[Directions for this task]
List all the lines in these records that hold "following".

Stored data
++++++++++
PR #486, opened 2023-03-24
Fix Vulkan _scImages array not resizing when scImageCount changes

Natelytle:
After initializing the array for _scImages, SetNewSwapchain only checks that _scImages == null. However, after _scImages is set to the length of scImageCount, scImageCount can increase in value, causing an index outside of the bounds of the array error. This change initializes _scImages as an empty array, and the check for null is replaced by a check for if _scImages.Length < scImageCount.

### DIFF
--- a/src/Veldrid/Vk/VkSwapchainFramebuffer.cs
+++ b/src/Veldrid/Vk/VkSwapchainFramebuffer.cs
@@ -16,7 +16,7 @@ namespace Veldrid.Vk
         private uint _currentImageIndex;
 
         private VkFramebuffer[] _scFramebuffers;
-        private VkImage[] _scImages;
+        private VkImage[] _scImages = {};
         private VkFormat _scImageFormat;
         private VkExtent2D _scExtent;
         private FramebufferAttachment[][] _scColorTextures;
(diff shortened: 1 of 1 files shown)


zaafar (approved):

smoogipoo:
I'm still getting a GPU reset when going from unlimited to vsync with this:
```
[40346.633996] [drm:amdgpu_job_timedout [amdgpu]] *ERROR* ring gfx_0.0.0 timeout, signaled seq=5192369, emitted seq=5192371
[40346.634424] [drm:amdgpu_job_timedout [amdgpu]] *ERROR* Process information: process osu.Framework.T pid 584335 thread osu.Framework.T pid 584335
[40346.634809] amdgpu 0000:0b:00.0: amdgpu: GPU reset begin!
[40350.634956] amdgpu 0000:0b:00.0: amdgpu: failed to suspend display audio
[40351.059964] amdgpu 0000:0b:00.0: [drm:amdgpu_ring_test_helper [amdgpu]] *ERROR* ring kiq_2.1.0 test failed (-110)
[40351.060173] [drm:gfx_v10_0_hw_fini [amdgpu]] *ERROR* KGQ disable failed
[40351.285981] [drm:gfx_v10_0_hw_fini [amdgpu]] *ERROR* failed to halt cp gfx
[40351.293578] [drm] free PSP TMR buffer
```
Are you able to repro or believe this is unrelated?

Natelytle:
That is unrelated, this fixes high framerates

PR #489, opened 2023-03-28
Target Net6

Hitsounds:
Update project to target .Net6


zaafar:
the library already target both netstandard2.0 and net6.0, not sure what are you trying to solve over here.

Hitsounds:
Sorry for the frivolous commit. It consists of changes I needed to make to make all the subprojects build but is is quite messy.

PR #494, opened 2023-04-01
Fix D3D11 prematurely disposing swapchain framebuffer texture

frenzibyte:
This is split from https://github.com/mellinoe/veldrid/pull/363 to revive the PR while reducing the scope of the changes, and also includes a fix for the original changes as not disposing the texture at all results in a fatal error when calling `ResizeBuffers` on the next swapchain resize call.

### DIFF
--- a/src/Veldrid/D3D11/D3D11Swapchain.cs
+++ b/src/Veldrid/D3D11/D3D11Swapchain.cs
@@ -145,6 +145,8 @@ namespace Veldrid.D3D11
             Resize(description.Width, description.Height);
         }
 
+        private ID3D11Texture2D backBufferTexture;
+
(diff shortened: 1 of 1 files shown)


bdach:
Mental note for posterity: if this is applied on top of https://github.com/mellinoe/veldrid/pull/485, then the two changes will not combine correctly despite not having merge conflicts. The undisposed swapchain framebuffer texture must be disposed before the swapchain is recreated to enable/disable tearing - otherwise mutating the `AllowTearing` flag will result in a crash due to an access violation.

Just figure it's better to mention it, since we're using both patches in [our fork](https://github.com/ppy/veldrid) and just stumbled on this ourselves.

PR #495, opened 2023-04-06
Added lock to prevent race condition

aquilinum0:
`VkCommandList.CommandBufferCompleted(VkCommandBuffer completedCB)` competes with `VkCommandList.End()` resulting in a race condition:

https://github.com/mellinoe/veldrid/blob/367f3ec52f92ffe65681cafd16cb65d9f89e0af0/src/Veldrid/Vk/VkCommandList.cs#L114
https://github.com/mellinoe/veldrid/blob/367f3ec52f92ffe65681cafd16cb65d9f89e0af0/src/Veldrid/Vk/VkCommandList.cs#L464

### DIFF
--- a/src/Veldrid/Vk/VkCommandList.cs
+++ b/src/Veldrid/Vk/VkCommandList.cs
@@ -461,7 +461,10 @@ namespace Veldrid.Vk
             }
 
             vkEndCommandBuffer(_cb);
-            _submittedCommandBuffers.Add(_cb);
+            lock (_commandBufferListLock)
+            {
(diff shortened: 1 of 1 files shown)


aquilinum0:
For anyone searching/interested the bug manifests as a `System.ArgumentException: 'An item with the same key has already been added. Key: Vulkan.VkCommandBuffer'` on line: https://github.com/mellinoe/veldrid/blob/367f3ec52f92ffe65681cafd16cb65d9f89e0af0/src/Veldrid/Vk/VkCommandList.cs#L107

PR #499, opened 2023-04-14
Avoid encoding redundant Metal render/compute commands to reduce CPU time

frenzibyte:
Xcode has been yelling about this for a while now but I haven't realised how bad the overhead is until I've profiled it myself. This PR reduces down all encoding commands as much as possible to save CPU time.

| Before | After |
|--------|-------|
|  |  |

(late texture creation warning is irrelevant)

### DIFF
--- a/src/Veldrid/MTL/MTLCommandList.cs
+++ b/src/Veldrid/MTL/MTLCommandList.cs
@@ -845,13 +845,23 @@ namespace Veldrid.MTL
             }
         }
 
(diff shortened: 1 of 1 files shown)


frenzibyte:
Also updated `setScissorRects` accordingly, reducing CPU overhead.

Before:

CleanShot 2023-04-15 at 13 37 51

After:

CleanShot 2023-04-15 at 13 38 00

PR #519, opened 2024-01-19
Fix some incorrect line endings

smoogipoo:
For some reason these weren't fixed when `.gitattributes` was added, so these changes now pollute the local work tree.


smoogipoo:
Merging because this is just line endings, and I have other changes in the pipeline (rebasing is silly atm).

PR #607, opened 2021-07-07
export teams namespace

yumikohey:
Export `teams` namespace


sachingupta:
Looks like we need to update comment in teams.ts file 
image

sachingupta (approved):

PR #612, opened 2021-07-09
Release 1.11.0 beta.4

JulianDeng:
Request beta release for this branch for testing purpose.

Building my folder in Yuri's test app in following PR. 
https://github.com/ydogandjiev/microsoft-teams-test-tab/pull/47/files

Expecting this release can generate a static script like this that I can import to my test tab index.html.
    <script src="https://statics.teams.microsoft.com/sdk/v1.4.1/js/MicrosoftTeams.min.js"></script>
Expect the v1.4.1 would be replaced for 1.11.0-beta.4, or please advise me what the version string would be like.

Without this script, the microsoftTeams function is simply not working.

### DIFF
--- a/src/public/monetization.ts
+++ b/src/public/monetization.ts
@@ -1,0 +1,37 @@
+import { sendMessageToParent } from '../internal/communication';
+import { ensureInitialized } from '../internal/internalAPIs';
+import { SdkError } from './interfaces';
+
+export namespace monetization {
+  /**
+   * @private
+   * Hide from docs
+   * Data structure to represent a subscription plan.
+   */
+  export interface PlanInfo {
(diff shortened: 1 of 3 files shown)


src/public/monetization.ts
```diff
@@ -0,0 +1,37 @@
+import { sendMessageToParent } from '../internal/communication';
```
sachingupta, line 1: is this file already merged to master ?

sachingupta (changes requested):

src/public/monetization.ts
JulianDeng: Yes. ../internal/communication is an existing file.

PR #613, opened 2021-07-09
add new public api openPurchaseExperience()

JulianDeng:


JulianDeng:
Hi @ydogandjiev , @sachingupta , I have the following questions.

1. When will next sdk be released? Can we include this change in next release (1.11.0)?
2. After changes are pushed, may I request a 1.11.0 beta.4 for testing?
3. Is there any guidelines to edit Microsoft Docs (e.g. https://docs.microsoft.com/en-us/javascript/api/@microsoft/teams-js/microsoftteams.meeting?view=msteams-client-js-latest) for the new api?

src/public/monetization.ts
```diff
@@ -0,0 +1,37 @@
...
+   * Open dialog to start user's purchase experience
+   * @param callback Callback contains 1 parameters, error.
+   * @param planInfo optional parameter. It contains info of the subscription plan pushed to users.
+   * error can either contain an error of type SdkError, incase of an error, or null when get is successful
+   */
+  export function openPurchaseExperience(callback: (error: SdkError | null) => void, planInfo?: PlanInfo): void {
+    if (!callback) {
+      throw new Error('[open purchase experience] Callback cannot be null');
+    }
+    ensureInitialized();
```
ydogandjiev, line 34: Please add a list of frame contexts from which you expect this API to be called (unless it works everywhere). Starting off with just the content frame context is probably a safe option.

ydogandjiev (approved):

src/public/monetization.ts
JulianDeng: This API is expected to be called within only Tab or Chat. 

added "FrameContexts.content" inside the initialization. Please check new changes.

PR #614, opened 2021-07-13
Change Date.now() to performance.now() for timestamp

kpolnitz:
This change removes date.now() and uses performance.now() for the message request


MarcinJuraszek:
This would be a breaking change. `performance.now()` returns time elapsed from a different 'point in time' than `Date.now()` does. It would break whoever expects the value to be consistent with how `Date.now()` works and because of that I don't think we can take it in.

PR #651, opened 2021-09-09
Add subEntityId param to selectAppEntity function

andreipatrascoiu:


src/private/appEntity.ts
```diff
@@ -48,14 +48,17 @@ export namespace appEntity {
...
+   * @param launchContext An object that will be made available to the application being configured
+   *                      through the Teams Context's subEntityId field.
    * @param callback Callback that will be triggered once the app entity information is available.
    *                 The callback takes two arguments: the app entity configuration, if available and
    *                 an optional SdkError in case something happened (i.e. the window was closed)
    */
   export function selectAppEntity(
     threadId: string,
     categories: string[],
+    launchContext: string,
```
ydogandjiev, line 61: Shouldn't we also update the Context interface that apps will receive this launchContext through?

ydogandjiev (changes requested):

src/private/appEntity.ts
andreipatrascoiu: There is no new field added to the Context after the discussions with the MetaOS team. This launchContext param will show up in the subEntityId field.

ydogandjiev (approved):

ydogandjiev (approved):

PR #652, opened 2021-09-09
Add people.openCard API

grhewitt:
Adds an API for opening the [profile card](https://support.microsoft.com/en-us/office/profile-cards-in-microsoft-365-e80f931f-5fc4-4a59-ba6e-c1e35a85b501) inside Teams hosted apps. Teams will open the already existing profile card in the correct position over the top of the app according to the positional information provided in the API call.

### DIFF
--- a/src/internal/peopleUtil.ts
+++ b/src/internal/peopleUtil.ts
@@ -37,17 +37,17 @@ export function validatePeoplePickerInput(peoplePickerInputs: people.PeoplePicke
  * @returns true if the parameters are valid, false otherwise
  */
 export function validateOpenCardRequest(openCardRequest: people.OpenCardRequest): boolean {
-  if (!openCardRequest || !openCardRequest.parameters || !openCardRequest.parameters.personaInfo) {
+  if (!openCardRequest || !openCardRequest.cardParameters || !openCardRequest.cardParameters.personaInfo) {
     return false;
   }
 
-  if (!validateHostAppProvidedPersonaIdentifiers(openCardRequest.parameters.personaInfo.identifiers)) {
+  if (!validateHostAppProvidedPersonaIdentifiers(openCardRequest.cardParameters.personaInfo.identifiers)) {
     return false;
   }
 
   if (
-    !openCardRequest.parameters.openCardTriggerType ||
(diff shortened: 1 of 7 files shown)


test/public/people.spec.ts
```diff
@@ -4,166 +4,224 @@ import { FrameContexts } from '../../src/public/constants';
...
+      _initialize(mobilePlatformMock.mockWindow);
+    });
 
-  afterEach(() => {
-    // Reset the object since it's a singleton
-    if (_uninitialize) {
-      _uninitialize();
-    }
-  });
+    afterEach(() => {
```
mtennoe, line 25: Looks like a lot of whitespace diffs - Intentional or something we can revert to reduce noise?

grhewitt: It was intentional since I added a new describe scope to the suite. I wasn't expecting the diff to look like this though (I have a gut feeling VSO wouldn't show the diff this way). 

I'd recommend looking at the file without the diff, and focusing on the tests under "describe('openCard', ..." as that's what I added.

grhewitt: I just discovered you can toggle hide whitespace in GitHub, the diff looks a lot better with it on.
image

src/internal/peopleUtil.ts
```diff
@@ -0,0 +1,87 @@
...
+  }
+
+  if (openCardRequest.cardParameters.behavior && openCardRequest.cardParameters.behavior !== 'object') {
+    return false;
+  }
+
+  return true;
+}
+
+function validateHostAppProvidedPersonaIdentifiers(identifiers: people.IHostAppProvidedPersonaIdentifiers): boolean {
```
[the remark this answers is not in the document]
grhewitt: Yeah the interface was taken directly from LPC since I thought initially there was value in making them equal for us to maintain. Thinking more about it now, I think I'd prefer the interface names to be clearly named for consumption and we can keep it in sync via the property names matching.

mtennoe (approved):

grhewitt:
We're starting again with a fresh PR as this project was paused for a while and now we're targeting the 2.0 SDK patterns.

PR #657, opened 2021-09-20
Release 1.11.0 beta.8

yumikohey:


src/private/teams.ts
```diff
@@ -51,13 +51,17 @@ export namespace teams {
...
+    if (!threadId) {
+      throw new Error('[teams.refreshSiteUrl] threadId cannot be null or empty');
+    }
+
     if (!callback) {
       throw new Error('[teams.refreshSiteUrl] Callback cannot be null');
     }
 
-    sendMessageToParent(threadId);
+    sendMessageToParent('teams.refreshSiteUrl', [threadId], callback);
```
ydogandjiev, line 65: There shouldn't be any actual code changes in the release branch. Please check those into master separately.

ydogandjiev (changes requested):

src/private/teams.ts
yumikohey: This line of code is in master code base :)

sachingupta:
why are we update beta7 from beta 8?

yumikohey:
> why are we update beta7 from beta 8?

As 1.11.0-beta.7 branch was already created

PR #684, opened 2021-10-22
Added third-party cloud storages support

yumikohey:


test/private/teams.spec.ts
```diff
@@ -20,65 +20,65 @@ describe('teams', () => {
   });
 
   afterEach(() => {
-    // Reset the object since it's a singleton
+    // Reset the object since it"s a singleton
```
aeunms, line 23: I think this got replaced during a "replace all."

aeunms (approved):
This looks good to me! I think we're still waiting on a review from Yuri or Sachin though.

src/private/files.ts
++++++++++
[Result of the exercise]
Building my folder in Yuri's test app in following PR. 
Hi @ydogandjiev , @sachingupta , I have the following questions.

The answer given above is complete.